About 1 year ago we decided to build our first Data Engineering team at Issuu. This is the story of what went before that decision, what we did then, where we are now and where we want to be

How it all started

Around 8 years ago we had grown to a size where we needed a dedicated Business Intelligence (BI) team. We got our first hire and we got started. As we often do when we start new teams, they work fairly ad-hoc, until we have dipped our toes enough around the pond and add structure to how they work. However, for our BI-team it took a long time to get to this structure. We went through several iterations of the team and we were challenged by having a team that was mostly working directly for our board and management team. This meant that we had a disconnect between the reporting on our data and the creators of the data. The team more or less dug into our data as it was, writing complicated and convoluted SQL queries to derive the needed information.It was all the bad practices, querying production databases, doing everything manually, not knowing exactly what the data represented, lots of spreadsheets and very long instructions on which queries to run to build the reports.

We had to do something.

Fast forward to 18 months ago, we hired a consulting company to help us build a proper data warehouse with proper pipelines and getting everything automated. At this time everything Data was within our Devops team and our BI-team which now consisted of 4 members. And that was a problem, since none of those teams had Data management as their primary area of work. So the consultant was asked to run the project for us and we would rely on their experience to set us up for the future.
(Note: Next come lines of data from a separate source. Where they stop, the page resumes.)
PR #10394, opened 2025-02-04
Avoid UCEERR_RENDERTHREADFAILURE

### LINKED ISSUE #9042: One way to fix UCEERR_RENDERTHREADFAILURE
I know that are many reasons for this error but I found that for my case it was related to using D3DImage.

Here is link to the project that demonstrates problem : https://github.com/vladimir-cheverdyuk-altium/dx9host
Basically it is Microsoft code copied from here:
https://learn.microsoft.com/en-us/dotnet/desktop/wpf/advanced/walkthrough-creating-direct3d9-content-for-hosting-in-wpf?view=netframeworkdesktop-4.8
https://learn.microsoft.com/en-us/dotnet/desktop/wpf/advanced/walkthrough-hosting-direct3d9-content-in-wpf?view=netframeworkdesktop-4.8

It has project for .NET Framework and .NET6.

**Steps**:
1. You need 2 monitors with different screen resolution.
2. Start app on main monitor and maximize it
3. Power off this monitor or change display settings to display only on second monitor
4. Windows will move the application to the second monitor and it will crash with UCEERR_RENDERTHREADFAILURE

**Source of the problem**
It looks like IDirect3D9.GetAdapterMonitor will return 0 because monitor is powered off (or unavailable) and function `pDisplaySet->GetDisplayIndexFromMonitor(hMon, uDisplayIndex)` in `CInteropDeviceBitmap::GetDisplayFromUserDevice` will return E_INVALIDARG and this eventually will lead to crash.

So to me it looks like issue is in D3DImage that connected to adapter 0 while adapter 0 is disconnected from monitor.

**Fix***
To fix it I declared `private EventHandler renderingEventHandler;` in `MainWindow.xaml.cs` then set rendering like this:
```
            renderingEventHandler = new EventHandler(CompositionTarget_Rendering);
            CompositionTarget.Rendering += renderingEventHandler;
```
and add these 2 lines to the end of constructor:
```
            Microsoft.Win32.SystemEvents.DisplaySettingsChanging += DisplaySettingsChanging;
            Microsoft.Win32.SystemEvents.DisplaySettingsChanged += DisplaySettingsChanged;
```

and lastly I added implementation:
```
        private void DisplaySettingsChanging(object sender, EventArgs e)
        {
            CompositionTarget.Rendering -= renderingEventHandler;
            d3dimg.Lock();
            d3dimg.SetBackBuffer(D3DResourceType.IDirect3DSurface9, IntPtr.Zero, true);
            d3dimg.Unlock();
        }

        private void DisplaySettingsChanged(object sender, EventArgs e)
        {
            POINT p = new POINT(imgelt.PointToScreen(new Point(0, 0)));

            HRESULT.Check(SetAdapter(p));

            CompositionTarget.Rendering += renderingEventHandler;
        }
```
and lastly I added 3rd parameter `true` to every call to `SetBackBuffer` and removed `d3dimg.IsFrontBufferAvailable` check in `CompositionTarget_Rendering`.

Does anybody know if this approach to detect monitor changes (using Microsoft.Win32.SystemEvents.DisplaySettingsChanging) is correct?

Just in case if somebody thing it is rare thing, we have 37933 crash reports from users for this issue. I'm not sure how many related to this particular reason but at least some are.
Here is one of reports from our customers: "I also get this issue on my Lenovo laptop when connecting/disconnecting external monitors." Some customers state that it happened when computer is going to sleep or perhaps when monitors going to sleep but I couldn't able to reproduce it.

petsuter:
Fixes #9042

Main PR

## Description

WPF applications with D3DImage can crash when a monitor is off or unavailable and IDirect3D9.GetAdapterMonitor returns NULL.
For example on laptops with connected HDMI external display and display setting “Extend”
and control panel “when I close the lid” = “Do nothing”, when closing the lid or on sleep / awake.

## Customer Impact

WPF applications crash.

## Regression

This bug exists in existing .NET releases like 4.8.

## Testing

Take a laptop with connected HDMI external display and set display setting “Extend”
and control panel “when I close the lid” = “Do nothing”, then close the lid and check if a WPF application with D3DImage crashes.

## Risk

Unclear.
 ###### Microsoft Reviewers: [Open in CodeFlow](https://microsoft.github.io/open-pr/?codeflow=https://github.com/dotnet/wpf/pull/10394)

### DIFF
--- a/src/Microsoft.DotNet.Wpf/src/WpfGfx/core/hw/InteropDeviceBitmap.cpp
+++ b/src/Microsoft.DotNet.Wpf/src/WpfGfx/core/hw/InteropDeviceBitmap.cpp
@@ -845,6 +845,10 @@ CInteropDeviceBitmap::GetDisplayFromUserDevice(
     IFC(pID3DUserDevice->GetDirect3D(&pID3DUserObject));
 
     HMONITOR hMon = pID3DUserObject->GetAdapterMonitor(m_uAdapter);
+    if(hMon == NULL)
+    {
+        hMon = ::MonitorFromWindow(NULL, MONITOR_DEFAULTTOPRIMARY);
+    }
 
     g_DisplayManager.GetCurrentDisplaySet(&pDisplaySet);
     UINT uDisplayIndex;


miloush:
The fix looks reasonable to me and should probably be backported to .NET Framework, did you try out your solution? The "Testing" part is referring to how the PR changes were tested.

petsuter:
No, I have no time to test it sorry. I just run into the crash all the time.
Maybe @Const-me tested it. See https://github.com/dotnet/wpf/issues/9042#issuecomment-2112139487

miloush:
or @vladimir-cheverdyuk-altium, especially since this one requires particular hardware setup

petsuter:
> particular hardware setup

A notebook and a monitor?

Wimmeh:
This also happens with a two monitor setup. Start the application on the primary monitor, disconnect the cable from the machine (the application gets moved to the second screen). Now you have the same exception. 

It alsof happens when you remote desktop to a two window machine, disconnect the session and reconnect.

Hope these extra cases help to fix the problem faster, it's really annoying.

harshit7962 (approved):

harshit7962:
Thank you @petsuter for the contribution!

After 4 months of consultant work we had something. They built new connectors for us, exporting pre-defined reports and loading them to our Data Lake. The syncs were robustly built and addressed our concerns regarding main KPIs and metrics. However, they were so closely tailored for very narrow problems that even a small deviation would require heavy engineering work. We literally skipped building a good long-lasting data architecture and jumped directly to views and dashboards

We had to do something, again.

Our first Data Engineer

So a year ago we decided to build a Data Engineering team. As I was the engineering manager for our Devops and Platform team and we knew it was going to be anchored within our engineering organisation, I was put in charge of building the team. I didn’t have a whole lot of knowledge about Data Engineers, but we knew roughly what we needed someone to own and who they’d work with. So I worked with the BI-team and together we came up with a description of the role, the responsibilities and we also devised a simple test, based on what our consultant had spent most of their time doing. The test, which we still use today, is rather simple. It’s a simple question based on a real scenario and it allows us to figure out how broad our candidates are and where they’re strong. Essentially we can gauge how far into engineering and how far into BI they stretch. To this day it has proved very valuable and for each person that passed the test, we’ve ended up offering a position to more than 70% of the candidates.
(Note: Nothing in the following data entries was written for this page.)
PR #10404, opened 2025-02-04
Remove unnecessary S.R.CompilerServices.Unsafe packageref

ViktorHofer:
All the projects that reference the S.R.CompilerServices.Unsafe package target a version of .NETCoreApp (net10.0) which already have that assembly available inbox. There's no need for the package references.


ViktorHofer:
@JeremyKuhne PTAL

JeremyKuhne (approved):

After a couple of weeks of screenings, doing the test and having half day interviews, we landed our first hire. For the first couple of months it was a lot of figuring out. We had a bunch of homemade Python based pipelines, some auto-generated reports and a lot of data-sources that we needed to understand and get owned by our new Data Engineer. I learned the terminology and I found out that I actually knew a whole lot about data engineering, but I just never used the right terms. As an example, we talked about data abstraction, how we needed to separate the data created by our production systems from the data that was used for reporting, essentially the concept of a Data Lake and a Data Warehouse.

Where we are now

Today we are in a good place. Early on I pushed for Data Infrastructure as Code, which is inspired by my background in Devops, where it’s all about automation and Infrastructure as Code these days. That led us to looking at our ETL tools and which tools existed in this space. From my limited knowledge about data architecture, I’ve only ever heard of Looker having a close integration with GitHub, which is the direction I was thinking we needed to go. We then checked Fivetran, which we were already using and they have a full-fledged API allowing us to get all the configuration of pipelines into code. For transformation we quickly decided that DBT was the right tool for us. And for the data warehouse we were already using Google’s Big Query and we didn’t see any reason to try something else.

A 1-person team is not really a team and we had planned to scale the team to at least 3 members by the end of the year. Due to organisational changes we didn’t quite make it, but we finished strong and we got the 2 hires needed to join us in February 2022.

What’s to come

For 2022 we have a bunch of work ahead of us.

We only just started building out our Data Warehouse and this work will continue throughout 2022. We got the framework ready with DBT being the centre point and we need to automate and clean up all our old processes. We need to help our BI-team use the Data Warehouse and build trust in our data throughout the company. We need them to collaborate closely with the Data Engineering team, looking into long-term solutions, rather than trying to solve their inquiries quickly.

We want to have a modern data architecture where data reliability and quality is ensured and measured. We want to act on anomalies the moment they happen and not when the data is used in a report one month later. We want to be able to explain how every single piece of data is generated and how it should be interpreted.

We want to employ machine learning as a means of turning unstructured data into structured data. We have a few classifiers we need to build and let’s see how far we can take this. There’s a lot of interest in this area and I’m sure we’ll have a lot of fun building this out.

And for me the most important part is to ensure we only do meaningful work where we enable other teams to be data-driven and build the solutions that our users are looking for.